Короткая пятница и другие рассказы (сборник)
Шрифт:
* * *
Я открыл глаза. Кто-то сидел на моей постели — это была кубинка. Она быстро заговорила на своем ломаном английском:
— Не бойся. Я не съем тебя. Я ведь человек, а не животное. Моя спина сломана, но я не родилась такой. Я упала со стола, когда была еще маленькой. У моей матери не было денег на врача. Отец был плохим, он всегда пил, ходил по шлюхам, и матери приходилось работать на табачной фабрике. Она сожгла там свои легкие. Почему ты дрожишь? Горб — это не заразно. Я добрая, мужчины меня любят. Даже мой босс. Он доверяет мне и позволяет жить одной в этом отеле. Ты еврей, да? Он тоже еврей… из Турции. Он умеет говорить — как вы это называете? — на арабском. Он женат на немецкой сеньоре, но она нацистка. Ее первый муж был нацистом. Она ненавидит моего босса и пытается отравить его. Он ничего не может сделать,
— Почему же он на ней женился? — сказал я только для того, чтобы что-то сказать.

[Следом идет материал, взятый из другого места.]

Issue #7959, opened 2024-07-22
Error executing test by pytest


kenichiice:
**Describe the bug**
When running tests using pytest 8.3.1 on Visual Studio 2022, the following error occurs.

Note that this error does not occur when pytest 8.0.2 is used.

```
Traceback (most recent call last):
  File "C:\PROGRAM FILES\MICROSOFT VISUAL STUDIO\2022\COMMUNITY\COMMON7\IDE\EXTENSIONS\MICROSOFT\PYTHON\CORE\testlauncher.py", line 189, in <module>
    main()
  File "C:\PROGRAM FILES\MICROSOFT VISUAL STUDIO\2022\COMMUNITY\COMMON7\IDE\EXTENSIONS\MICROSOFT\PYTHON\CORE\testlauncher.py", line 30, in main
    run(testRunner, coverage_file, test_file, args)
  File "C:\PROGRAM FILES\MICROSOFT VISUAL STUDIO\2022\COMMUNITY\COMMON7\IDE\EXTENSIONS\MICROSOFT\PYTHON\CORE\testlauncher.py", line 119, in run
    patch_translate_non_printable()
  File "C:\PROGRAM FILES\MICROSOFT VISUAL STUDIO\2022\COMMUNITY\COMMON7\IDE\EXTENSIONS\MICROSOFT\PYTHON\CORE\testlauncher.py", line 136, in patch_translate_non_printable
    translate_non_printable =  getattr(_pytest.compat, "_translate_non_printable")
                               ^^^^^^^^^^^^^^^^^^^^^^^^^^^^^^^^^^^^^^^^^^^^^^^^^^^
AttributeError: module '_pytest.compat' has no attribute '_translate_non_printable'
```

The `_translate_non_printable` that is causing the error seems to have been removed from the pytest code.

* https://github.com/pytest-dev/pytest/commit/3ba40954007d56b0f0cef251660c127fe6540137
* https://github.com/pytest-dev/pytest/discussions/12222

**Steps to Reproduce**
1. Create a Python project on VS 2022 that uses pytest as the testing framework.
2. Install the latest pytest (currently 8.3.1) in the Python environment of the Python project.
3. Add any test code to the Python project.
4. Run the test from VS's Test Explorer.

**Expected behavior**
No error should occur.

**Sample Code**
For example, the following test code will reproduce the error.
```
def test_failure():
    assert 1 == 1
```

**Configuration information (If you are providing a diagnostics file (see below), skip this section)**
[...]

PR #5644, opened 2019-08-21
pytest with parameterize values that include '::' breaking RunAll due…

bschnurr:
… to pytestId not found Fix #5635
Fix #5621

- fixes certain parameterised tests Id's that contain characters like "::" and "\n", This was causing RunAll to fail when a single pytestId wasn't found by pytest itself
- fixes Test Explorer displaying of parameteried tests by replacing "." and "::" wich TE uses to delimit on.
- Catch all fix for RunAll case to change the Pytest erorr handling of testcase not found to still continue with running the remaing tests, while still printing the same error

PR #7960, opened 2024-07-24
Remove the pytestId patch

StellaHuang95:
Fixes https://github.com/microsoft/PTVS/issues/7959

The patch was originally added to address the issue where `::` was not supported in pytest parameterized arguments. See https://github.com/microsoft/PTVS/pull/5644

I discovered that pytest now supports `::` in parameterized arguments. See https://github.com/pytest-dev/pytest/pull/9642.

In this PR, I removed the patch that replaced `::` with an alternative syntax compatible with pytest. You may notice that the patch also patched some other special characters such as `.`, `\r`, etc., I have verified that both test discovery and test execution via the Test Explorer work as expected for test names containing those characters.

**Test Discovery:**
image

**Test Execution:**
image

Although tests run as expected, the test hierarchy displayed in the Test Explorer seems wrong for tests with `::`, I will send it to the TE team.

### DIFF
--- a/Python/Product/TestAdapter.Executor/PythonFiles/testing_tools/adapter/pytest/_discovery.py
+++ b/Python/Product/TestAdapter.Executor/PythonFiles/testing_tools/adapter/pytest/_discovery.py
@@ -9,27 +9,6 @@ import pytest
 from .. import util, discovery
 from ._pytest_item import parse_item
 
-#note: this must match testlauncher.py
-def patch_translate_non_printable():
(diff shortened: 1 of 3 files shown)


StellaHuang95:
I filed a bug about the fully qualified name here: https://devdiv.visualstudio.com/DevDiv/_workitems/edit/2172395

AdamYoblick (approved):
LGTM! 😄

PR #8019, opened 2024-10-07
update VSSDK.BuildTools package for newer versions of VS int preview

AdamYoblick:
I built locally and I was able to get past the previous build errors. Just make sure you run `powershell .\Build\PreBuild.ps1` from the repo root after you pull this change, since it's a new package version and it needs to be downloaded before building.


StellaHuang95 (approved):
Are the package version numbers in the packages.config automatically generated?

AdamYoblick:
> Are the package version numbers in the packages.config automatically generated?

No, none of them are. They are all manually set. I grabbed this one from the feed, I just looked at the highest version for that package.

bschnurr (approved):

PR #8033, opened 2024-10-21
Fix missing imports due to pylance thinking open documents are under default workspace

bschnurr:
- inject workspace definitions into the "initialize" call to pylance so that there is no chance of a textdocument/didopen call triggering the creation of a dfeault workspace before getfolders is called to setup the workspace.

### DIFF
--- a/Python/Product/PythonTools/PythonTools/LanguageServerClient/PythonLanguageClient.cs
+++ b/Python/Product/PythonTools/PythonTools/LanguageServerClient/PythonLanguageClient.cs
@@ -243,9 +243,9 @@ namespace Microsoft.PythonTools.LanguageServerClient {
         }
 
         private Task TriggerWorkspaceUpdateConfig() {
+            Debug.WriteLine("Settings Changed");
             return InvokeDidChangeConfigurationAsync(new LSP.DidChangeConfigurationParams() {
-                // If we pass null settings and workspace.configuration is supported, Pylance will ask
-                // us for per workspace configuration settings. Otherwise we can send
+                // Pylance will ask us for per workspace configuration settings. We can send
                 // default workspace settings here.
                 Settings = GetSettings()
             });
--- a/Python/Product/PythonTools/PythonTools/LanguageServerClient/PythonLanguageClient.cs
+++ b/Python/Product/PythonTools/PythonTools/LanguageServerClient/PythonLanguageClient.cs
@@ -590,14 +590,14 @@ namespace Microsoft.PythonTools.LanguageServerClient {
             return Tuple.Create(data, true);
         }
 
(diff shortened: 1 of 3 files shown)


Python/Product/PythonTools/PythonTools/LanguageServerClient/PythonLanguageClient.cs
```diff
@@ -593,24 +590,35 @@ private Tuple<StreamData, bool> OnSendToServer(StreamData data) {
             return Tuple.Create(data, true);
         }
 
-        private async Task OnWorkspaceOpening(object sende, EventArgs e) {
+        private IEnumerable<WorkspaceFolder> GetFolders() {
```
rchiodo, line 593: Could you have this always return a list? Every place you call it you're turning it into a list.

rchiodo (approved):

Python/Product/PythonTools/PythonTools/LanguageServerClient/PythonLanguageClient.cs
```diff
@@ -138,7 +135,7 @@ public async Task<Connection> ActivateAsync(CancellationToken token) {
             await JoinableTaskContext.Factory.SwitchToMainThreadAsync();
             CreateClientContexts();
 
-            _deferredSettingsChangedTimer = new Timer(OnDeferredSettingsChanged, state: null, Timeout.Infinite, Timeout.Infinite);
```
bschnurr, line 141: just replacing this function with a lamda to cut down on fuctions

Python/Product/PythonTools/PythonTools/LanguageServerClient/PythonLanguageClient.cs
```diff
@@ -241,8 +238,16 @@ private async Task OnWorkspaceFolders(object sender, WorkspaceFolders.WorkspaceF
...
-            OnWorkspaceFolderWatched(this, EventArgs.Empty);
+            await TriggerWorkspaceUpdateConfig();
+        }
+
+        private Task TriggerWorkspaceUpdateConfig() {
+            Debug.WriteLine("Settings Changed");
+            return InvokeDidChangeConfigurationAsync(new LSP.DidChangeConfigurationParams() {
+                // Pylance will ask us for per workspace configuration settings. We can send
+                // default workspace settings here.
+                Settings = GetSettings()
```
bschnurr, line 249: now include actual settings which get applied to any default workspace

Python/Product/PythonTools/PythonTools/LanguageServerClient/PythonLanguageClient.cs
bschnurr: true. such a small list. no reason to make it enumerable

PR #8043, opened 2024-10-28
fix for microsoft store failing to create virtual environment due to …

bschnurr:
…outdated virtualenv

- also fix for when env folder is missing a "lib" folder (could be due to improper env path)
- fix for repl rootpath (which is null), when iterating over workspace contexts


Python/Product/PythonTools/PythonTools/Environments/VirtualEnv.cs
```diff
@@ -162,6 +190,13 @@ private static async Task ContinueCreate(IServiceProvider provider, IPythonInter
                 }
             }
 
+            try {
+                if (!useVEnv) {
```
rchiodo, line 194: I think we might need to ask the user here? We're running something on their behalf in their global python.

Python/Product/PythonTools/PythonTools/Environments/VirtualEnv.cs
```diff
@@ -148,9 +148,37 @@ public static async Task<IPythonInterpreterFactory> CreateAndAddFactory(
...
+                        output.Show();
+                    }
+                }
+            }
+        }
+
         private static async Task ContinueCreate(IServiceProvider provider, IPythonInterpreterFactory factory, string path, bool useVEnv, Redirector output) {
             path = PathUtils.TrimEndSeparator(path);
-            var name = Path.GetFileName(path);
+            var name =Path.GetFileName(path);
```
AdamYoblick, line 181: nit: space after the equals

AdamYoblick (approved):

Python/Product/PythonTools/PythonTools/Environments/VirtualEnv.cs
bschnurr: ah true. i think there is an example of this.. i'll try to find where we do something similar

bschnurr: I think i'll try to detect this error case instead and just print this command for the user to run themselves

rchiodo (approved):

PR #8044, opened 2024-10-29
Add another example of interop between C++ and Python

rchiodo:
This is a simpler example than what I already wrote for interoping between C++ and Python. This example calls C++ code from Python.


Python/Product/Debugger.Concord/Proxies/Structs/PyFrameObject.cs
```diff
@@ -68,29 +68,26 @@ public PyFrameObject(DkmProcess process, ulong address)
...
+                name = "_PyEval_EvalFrameDefault";
             }
-
+            addr = pythonInfo.DLLs.Python.GetFunctionAddress(name);
             if (addr == 0) {
                 return false;
             }
 
-            return frame.InstructionAddress.IsInSameFunction(process.CreateNativeInstructionAddress(addr));
+            var addressMatch = frame.InstructionAddress.IsInSameFunction(process.CreateNativeInstructionAddress(addr));
```
rchiodo, line 81: I wasn't getting address matching even when the native frame was the actual `_PyEval_EvalFrameDefault` frame. Maybe something is messed up with the pdb because the RVAs were off.

gramster (approved):

bschnurr (approved):

PR #8048, opened 2024-11-01
Remove non 3.9 code from Mixed mode debugger

rchiodo:
This removes code that was only necessary to debug 3.8 and earlier. Should make life simpler going forward as we add support for 3.10, 11, 12, and 13


Python/Product/Common/Parsing/PythonLanguageVersion.cs
```diff
@@ -43,6 +43,8 @@ public enum PythonLanguageVersion {
         V39 = 0x0309,
         V310 = 0x030a,
         V311 = 0x030b,
+        V312 = 0x030c,
+        V313 = 0x030d,
```
StellaHuang95, line 47: Any Python versions not in this list are assigned `PythonLanguageVersion.None`, which is used to trigger a warning message that says `xxx version is not fully supported`, in the notification bar or pop-up windows when user switches the active environment. With this change, the warning will not appear for versions 3.12 and 3.13. Do we want to remove this warning before these versions are fully supported?

rchiodo: I don't think that's necessary. We're not going to ship these changes until we support 3.12/3.13 so I don't think it matters. We can always fix the warning before we ship.

StellaHuang95 (approved):

Python/Product/Common/Parsing/PythonLanguageVersion.cs
StellaHuang95: Sorry I am confused, I thought you said you're going to hold off on merging these changes until 3.12 are fully supported?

— Наверное, любил. Он очень страстный мужчина, с горячей кровью. А ты кого-нибудь любил?
— Да.
— И где эта сеньора? Ты женился на ней?
— Нет. Они застрелили ее.
— Кто?
— Эти самые нацисты.
— Ясно… И ты теперь один?
— Нет, у меня есть жена.
— Где она сейчас?
— В Нью-Йорке.
— И ты верен ей?
— Да, верен.
— Всегда?
— Всегда.
— Но всего один раз, правда, ведь не считается?
— Нет, моя дорогая, я хочу прожить как честный человек.
— Но кто узнает о нас с тобой? Никто же не видит?
— Бог видит.
— Ну, раз ты заговорил о Боге, я ухожу. Но знаешь что? Ты лжец. Если бы я не была калекой, ты бы даже и не вспомнил о Боге. А он наказывает таких, как ты. Грязная свинья!
Она плюнула мне в лицо, вскочила с постели и выскочила в коридор, что есть силы хлопнув дверью. Я вытерся, но ее слюна продолжала жечь лицо. Я чувствовал, как в темноте у меня горит лоб и все тело зудит, словно к нему присосались тысячи пиявок. Я пошел в ванную умыться, намочил полотенце, приложил его ко лбу, как компресс. Я совсем забыл про ураган. Весь окружающий мир куда-то исчез. Я снова лег, и, когда проснулся в следующий раз, был уже полдень. Нос был забит, горло болело, колени дрожали. Верхняя губа опухла, на ней вскочила простуда. Мокрая насквозь одежда валялась на полу. Все насекомые, залетевшие сюда вчера ночью, умерли. Я открыл окно. Меня обдало волной холодного и все еще влажного воздуха. Небо было по-осеннему серым, а море — отяжелевшим свинцом, почти замершим. Я кое-как справился с одеждой и спустился вниз. За конторкой стояла горбунья, бледная, худая, с собранными в пучок волосами и прежним блеском в черных глазах. На ней была старомодная блузка с желтой бахромой. Она взглянула на меня с улыбкой.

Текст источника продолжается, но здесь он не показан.